Чтобы вернуть всем радостное настроение субботнего вечера, хозяйка начинает вышучивать своего мужа, слегка передразнивая его ужимки и даже манеру говорить в нос.
— Ах, — говорит она, — озолотите меня, никуда с ним больше не поеду. По дороге стыдно было людям в глаза смотреть. Ехать с ним по железной дороге невозможно. Тащит он меня обязательно в вагон третьего класса, даже когда ехать надо всего до ближайшей станции. Выгадывает на двух билетах ровно сорок копеек. «Зачем тебе, — говорит, — второй класс: не надо людям глаза мозолить!» А в вагоне третьего класса с разными простолюдинами разговоры заводит. Однажды вижу, в вагоне к нему пристает какой-то бедный еврей, в сторону его отзывает, секретничает. Михоел, вижу, вынимает из кармана четвертной билет, отдает этому голодранцу и возвращается ко мне какой-то рассеянный. «В чем дело? — спрашиваю я. — Зачем ты четвертную отдал? Мелочи для этого голодранца у тебя не нашлось, что ли?» — «Нет, — говорит он, — ты не знаешь, кто он. Это известный Лейбиш Звенигородский. Маклер он. В прошлом году на ярмарке в Киеве он меня изругал во всеуслышание на главной улице». — «За что же он ругал тебя?» — спрашиваю я. «В том-то и дело — сейчас он сознался: кто-то из моих врагов уплатил ему десять рублей, чтобы он на улице меня обругал». — «Ах, так, — пробую я догадаться, — значит, ты ему теперь заплатил, чтобы он тебя больше не ругал?» — «Нет, — отмахивается мой Михоел, — теперь он, видно, будет меня ругать еще больше: он ведь убедился, что это выгодно, — ему платят обе стороны».
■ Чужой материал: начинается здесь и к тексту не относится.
PR #2790, opened 2025-11-24
perf: Query BigQuery once per day not 8000 times

jml:
BigQuery does a full table scan unless we select partitions. We're currently querying the `rumble_vulns` view once per vulnerability, which is quadratically expensive and costing us over $500 per day.

This changes the job to do one query, and moves the grouping logic into Go.

Since everything is already entirely in memory already, I don't expect this to cause OOMs.

We still query the local SQLite table once per vulnerability, since it works, doesn't show up on our cost bill, and I want to keep this fairly contained.

```sql
with 

base as (select * from `region-us.INFORMATION_SCHEMA.JOBS` where date(creation_time) = '2025-11-23')

select
  substr(query, 40),
  count(*) as num_queries,
  sum(total_bytes_billed) as total_bytes_billed,
  6 * sum(total_bytes_billed) / (pow(1024, 4)) as cost
from base
where user_email = 'github-chainguard-academy@chainguard-academy.iam.gserviceaccount.com'
group by 1
order by 4 desc
```

| query | num_queries |total_bytes_billed | cost |
| --- | --: | --: | --: |
| SELECT scan.image, scan.time as time | 7459 |97762042445824 | 533.4843578338623 |
| WITH ruuuumble AS (	SELECT scan.image, | 36 | 704013926400 | 3.8417816162109375 |
| SELECT DISTINCT vulnerability FROM `clo" | 1 | 13106151424 | 0.071519851684570312 |
| SELECT ROW_NUMBER() OVER (ORDER BY tim | 1 | 1669332992 | 0.0091094970703125 |

## Type of change

Performance optimization.

### What should this PR do?

Reduce the number of identical BigQuery queries.

To reduce BigQuery costs.

After we merge the PR, we should trigger a manual run of the Rumble Vulnerability Data workflow.

- [ ] Does it succeed?
- [ ] Does it generate plausibly correct data? (Someone other than me will have to check this)
- [ ] Does it result in fewer queries and fewer total bytes billed? (I'll check the BigQuery logs)

### DIFF
--- a/tools/rumble/cmd/vulns.go
+++ b/tools/rumble/cmd/vulns.go
@@ -86,7 +86,7 @@ func (v *vulnsJson) generateJSON() error {
 	}
 
 	// Extract unique CVE IDs for enrichment
-	var cveRecords []interface{}
+	cveRecords := make([]interface{}, 0, len(vulnImageMap))
 	for vulnID := range vulnImageMap {
 		cveRecords = append(cveRecords, &grype.Cve{Vulnerability: vulnID})
 	}
--- a/tools/rumble/cmd/vulns.go
+++ b/tools/rumble/cmd/vulns.go
@@ -14,12 +14,10 @@ import (
 	"os"
 	"strings"
 
-	"cloud.google.com/go/bigquery"
 	cgbigquery "github.com/chainguard-dev/edu/tools/rumble/pkg/bigquery"
 	"github.com/chainguard-dev/edu/tools/rumble/pkg/grype"
 	"github.com/spf13/cobra"
 	"golang.org/x/sync/errgroup"
-	"google.golang.org/api/iterator"
 )
 
 type vulnsJson struct {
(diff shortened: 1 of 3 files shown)


SharpRake (approved):
I'm approving this but would like another review from @cmdpdx (or other SME) before merging

tools/rumble/cmd/vulns.go
```diff
@@ -73,20 +71,54 @@ func (v *vulnsJson) generateJSON() error {
...
-	v.vulns, err = v.grypeDb.ExtractCVEs(allVulnRecords)
+	// Group results by vulnerability ID
+	vulnImageMap := make(map[string][]cgbigquery.VulnWithImages)
+	for _, record := range allRecords {
+		vwi := record.(*cgbigquery.VulnWithImages)
+		vulnImageMap[vwi.Vulnerability] = append(vulnImageMap[vwi.Vulnerability], *vwi)
+	}
+
+	// Extract unique CVE IDs for enrichment
+	var cveRecords []interface{}
```
cmdpdx: We know the length of this ahead of time, probably should pre-allocate so we don't need to allocate on the fly repeatedly
```suggestion
	cveRecords := make([]interface{}, 0, len(vulnImageMap))
```

PR #2795, opened 2025-11-24
Add AWS RDS Postgres 16.11-R1

xnox:


SharpRake (approved):
Made some language tweaks, approving this but would like a review from @max-allan-cgr before merging

PR #533, opened 2026-07-08
fix(assemble): --force rebuilds run_dir on every existing-run branch (#532)

kalantar:
## Summary

Closes #532. Base: `refactor/v2`.

`sim2real assemble --force` silently no-op'd in two branches of the existing-run decision tree — same-hash + same-replicas (true no-op) and same-hash + grow-replicas (additive-grow). This PR makes `--force` uniformly rebuild the run directory (`shutil.rmtree` + fresh assemble) in every branch inside `if run_dir.exists():`. Only shrink is preserved; the shrink guard runs first and `--force` cannot bypass it (tracked in #506).

## Change surface

- `pipeline/lib/assemble_run.py` — inside `assemble_run()`, added `if force: shutil.rmtree(run_dir)` inside the equal-replicas branch (previously true-no-op return) and `elif force: shutil.rmtree(run_dir)` for the grow branch (previously always additive-grow). Existing behavior when `force=False` unchanged.
- `pipeline/tests/test_assemble_replicas.py` — two new tests:
  - `test_reassemble_at_same_replica_count_with_force_rebuilds` — counterpart to the existing `test_reassemble_at_same_replica_count_is_noop`, asserts sentinel file seeded between calls is deleted (proves `rmtree`) and iN files still present.
  - `test_grow_with_force_rebuilds_instead_of_additive_grow` — counterpart to `test_grow_from_3_to_5_preserves_i1_i3_and_adds_i4_i5`, uses the same sentinel technique to prove full rebuild vs additive-grow.
- `pipeline/README.md` — new "**`--force` behavior**" paragraph clarifying that `--force` bypasses no-op and additive-grow but not shrink. The pre-existing drift and legacy-run notes already covered `--force` for those two branches.

## Why this is a bug (not a feature request)

The pre-existing code already treated `--force` as "rmtree + rebuild" in the drift, corrupt-metadata, legacy-shape, and missing-metadata branches (see `pipeline/lib/assemble_run.py` around lines 796–848). The equal-replicas and additive-grow branches were the only ones that silently discarded `--force`. The README's line 351 already documented `--force` as "recursively deletes workspace/runs/<run>/ before re-materializing it" — the pre-fix code contradicted this. This PR aligns code with documented intent and closes the discovery gap.

## Reviewer attention

- The shrink guard at line 829 still runs before every other check, unconditionally. `test_shrink_with_force_and_drift_still_refuses` (pre-existing) covers this; no regression risk.
- The `if force: shutil.rmtree(run_dir)` inserted here duplicates a pattern that appears three other times in this function. A future cleanup could hoist the `--force` check to the top of `if run_dir.exists():` (after the shrink guard), collapsing five duplicated `rmtree` calls into one. Chose not to do that here to keep this fix surgical.
- Additive-grow-with-`--force` is now interpreted as "full rebuild", not "grow-with-side-effects". Per issue-scope comment: `--force` is the "I know what I'm doing, nuke it" escape hatch; silently routing to grow when the operator asked to rebuild is the same class of confusion as the equal-replicas no-op.

## Stale-reference sweep

Grepped for "true no-op", "no-op idempotence", "additive-grow", "--force" across `pipeline/`, `docs/`, `README.md`, and `.claude/skills/`:

- `pipeline/README.md:330` — updated. Added `--force` behavior paragraph and reframed the three-way listing as "without `--force`".
- `docs/epics/step-5/design.md:78,107,201` — accurate as historical design records; describes without-`--force` behavior which is unchanged. Not modified.
- `pipeline/lib/assemble_run.py:857` — my own edit. Comment "True no-op" is now inside the `else: force=False` branch, still accurate.
- `pipeline/tests/test_assemble_replicas.py:4` — module docstring says "no-op idempotence" among tested behaviors. Still true — the no-op path with `force=False` is unchanged and the new tests exercise the counterpart behavior.

## Test plan

- [x] `python -m pytest pipeline/tests/test_assemble_replicas.py -v` — 20 pass (2 new + 18 pre-existing).
- [x] `python -m pytest pipeline/` — 1555 pass, 2 xfailed, no regressions.
- [x] `ruff check pipeline/ --select F` — clean.

### DIFF
--- a/pipeline/README.md
+++ b/pipeline/README.md
@@ -325,11 +325,13 @@ Then each treatment scenario has `router.epp.image` set from that algorithm's ow
 
 **Replicas.** `--replicas N` (default 1) is the number of iterations per (workload, package) pair. Each iteration gets its own PipelineRun (`{phase}-{workload}-{run}-iN`, with `_` → `-` normalization) and its own results subdirectory (`results/<phase>/<workload>/iN/`). `manifest.assembly.yaml` carries a top-level `replicas: N`, and `run_metadata.json` carries the same value as a schema field. Both are set on every assemble.
 
-**Additive-merge (grow-only).** Re-assembling an existing run with `--replicas` interacts with the prior state as follows:
+**Additive-merge (grow-only).** Re-assembling an existing run with `--replicas` interacts with the prior state as follows (without `--force`):
 
 - `N == prior_replicas` — true no-op. No files rewritten; the assemble returns silently.
 - `N > prior_replicas` — additive grow. Existing PipelineRun files (`i1..i{prior}`) are preserved byte-for-byte and by mtime; new files are emitted for `i{prior+1}..iN`. `manifest.assembly.yaml` and `run_metadata.json` are rewritten with the new `replicas` count; `params_hash` is preserved (drift check passed).
-- `N < prior_replicas` — refused with `run '<name>' already has <prior> replicas; refusing to shrink to <N>. Replica shrink is tracked in #506.` This guard runs BEFORE the drift check, so `--force` does NOT bypass it.
+- `N < prior_replicas` — refused with `run '<name>' already has <prior> replicas; refusing to shrink to <N>. Replica shrink is tracked in #506.` This guard runs BEFORE every other check, so `--force` does NOT bypass it.
+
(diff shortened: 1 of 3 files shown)


kalantar:
# Review verdict

**Verdict:** READY TO MERGE

**Summary:** The fix correctly closes the silent no-op holes with tests that directly cover both new branches, and every specialist objection either targets a pre-existing pattern the PR doesn't change, is invalidated by code the specialist didn't see, or is a doc nit not worth blocking on.

**Must-fix:** (none)
**Important:** (none)
**Recommendations:** (none)

---

Independent four-specialist review (run `wf_bacd9ba4-350`): code-reviewer, comment-analyzer, pr-test-analyzer, silent-failure-hunter — each in a fresh context. Adversarial synthesizer re-read the code, considered every finding raised, and returned all three tiers empty.

_(Verdict posted manually; the workflow's auto-post step failed because `gh` inferred the repo from the operator's cwd, `kalantar-msb/sr`, instead of `inference-sim/sim2real`.)_

PR #539, opened 2026-07-08
fix(sim2real-translate): update skill to current harness team/session API

kalantar:
## Summary

Update `sim2real-translate` skill to the current Claude Code harness API. Four fixes from the issue plus one additional agent-name-collision fix caught during implementation, all in a single file. Closes #482.

## Changes (all in `.claude/skills/sim2real-translate/SKILL.md`)

1. **Drop deprecated team API.** Remove `TeamCreate` / `TeamDelete` from allowed-tools; drop the `TeamCreate(...)` call and the `team_name=...` arg on all three `Agent()` spawns. The harness now says: *"team_name — Deprecated; ignored. The session has a single implicit team."*

2. **Fix parent-session address.** `{MAIN_SESSION_NAME}` substitution changed from `"main-session"` (invalid recipient) to `"main"` per current `SendMessage` docs.

3. **Free agent names between algorithms.** Replace the two shutdown blocks (`SendMessage("*", "shutdown")` x3 + `TeamDelete()`) with `TaskStop(task_id="writer"/"reviewer"/"expert")`. The `SendMessage("*", "shutdown")` calls were dead code — no prompt file listens for that message. `TaskStop` is the actual stopping mechanism.

4. **Also fix name collision inside a single algorithm's "continue N more rounds" branch.** Previously spawned a new writer without stopping the old one, so the second would be silently renamed `writer-2` and the reviewer's outgoing messages to `writer` would land in the wrong inbox. Added `TaskStop(task_id="writer")` before the respawn.

5. **Make writer's background execution explicit.** Writer's `Agent()` call now has `run_in_background=true` (previously omitted; worked only because the harness default is now background).

## Reviewer attention

- **Prompt files intentionally unchanged.** The only `{*_AGENT_NAME}` placeholder used anywhere is `{EXPERT_AGENT_NAME}` (writer and reviewer both send queries to the expert). No `{REVIEWER_AGENT_NAME}` or `{WRITER_AGENT_NAME}` placeholder exists in any prompt. Issue's option A (`TaskStop` between algos → names freed → next spawn gets clean `writer`/`reviewer`/`expert` names) is sufficient without adding new substitutions.
- **`SendMessage("*", "shutdown")` calls removed alongside `TeamDelete()`.** Grep confirmed no prompt file references `"shutdown"` as a signal to handle — the messages were being sent into a void. If future prompts want a shutdown signal, adding it back is one line.
- **`team_name=...` removal on `Agent()` calls.** Coherent with the team-API deletion. The arg still parses (harness ignores it silently), but keeping stale-but-tolerated arguments invites the same drift confusion this PR is fixing.

## Sweep for stale references

Grep across `.claude/`, `pipeline/`, `docs/`, `CLAUDE.md`, `README.md` for `TeamCreate`, `TeamDelete`, `main-session`: zero hits outside this PR. Prompt files (`prompts/agent-*.md`) reference only `{EXPERT_AGENT_NAME}` and no team API.

## Test plan

- [x] `python -m pytest .claude/skills/sim2real-translate/tests/ -v` — 37 passed.
- [ ] Field verification: run `/sim2real-translate` against a multi-algorithm experiment; confirm no orphan agents remain after the skill completes; confirm agent names don't drift to `writer-2` / `expert-2` across algorithms.

Closes #482

### DIFF
--- a/.claude/skills/sim2real-translate/SKILL.md
+++ b/.claude/skills/sim2real-translate/SKILL.md
@@ -13,12 +13,11 @@ argument-hint: "[--experiment-root PATH] [--rounds N]"
 user-invocable: true
 allowed-tools:
   - Agent
-  - TeamCreate
-  - TeamDelete
   - SendMessage
   - TaskCreate
   - TaskUpdate
   - TaskList
+  - TaskStop
   - Bash(python3 *)
   - Bash(.venv/bin/python *)
   - Bash(cd * && *)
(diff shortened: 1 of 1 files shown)


kalantar:

The four issue-482 acceptance criteria land cleanly and no verified finding rises to blocking merge.

### Recommendations
- **Post-spawn prose still contrasts Expert/Reviewer as background against Writer as foreground.** (`.claude/skills/sim2real-translate/SKILL.md:327`) — Lines 327-328 read "Expert and Reviewer initialize in the background while Writer begins Phase 2" — accurate before this PR, slightly stale now that line 324 gives the Writer `run_in_background=true` as well. Not a bug (the concurrent-timing description still holds and the reader sees identical run_in_background=true on all three spawns just above), but tightening the sentence would keep the doc drift-free.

Пенеку не все понятно: зачем в конце концов отец уплатил этому «голодранцу» двадцать пять рублей? Неужели затем только, чтоб тот ругал его еще больше?
Хотя мать и вышучивает отца, насмешливо передразнивая, как он на вокзале, уклоняясь от услуг носильщиков, сам носится с чемоданами по платформе, как морит себя голодом в дорогих отелях, — во всем этом, даже в насмешливом подражании манере Михоела говорить в нос, — чувствуется восторженная хвала отцу, его «светлой голове». Мать, видно, хочет показать его именно таким: «скуп на копейку» во всем, что касается себя, но «щедр на сотню», когда дело идет о ближнем.
У расслабленного кассира Мойше, сидящего тут же за столом, глаза удивленно выпучены: он, видимо, знает о Левине кое-что другое. Поэтому он осторожно молчит, готовый каждую минуту закашляться.
Пенек не отрывает глаз от Цирель: вот она вторично вздрогнула. Не думает ли она о том, что отец недавно сказал ей, родной дочери: «…Деньги на полу не валяются».
Пенек со своей стороны мог бы тут кое-что добавить, мог бы повторить слова, сказанные об отце кучером Янклом: «Пусть попробует подавить в себе желание быть богатым».
Вдруг смех замолк. Вокруг хозяйки у широкого дивана все затихли.
Через открытые двери и окна ворвался страх, объял всех в комнате, напомнил об улице.
Там тьма кромешная. В убогих лачугах зажжены нищенские свечи в честь наступающей недели. Их мерцающий свет не может заглушить тревог и забот, вспыхнувших после субботнего праздника с новой силой. Из «парадной» столовой все бросились к дверям обширной передней, откуда люди уже бежали на улицу. Из конторы вышел сам хозяин, за ним толстяк Нехемья.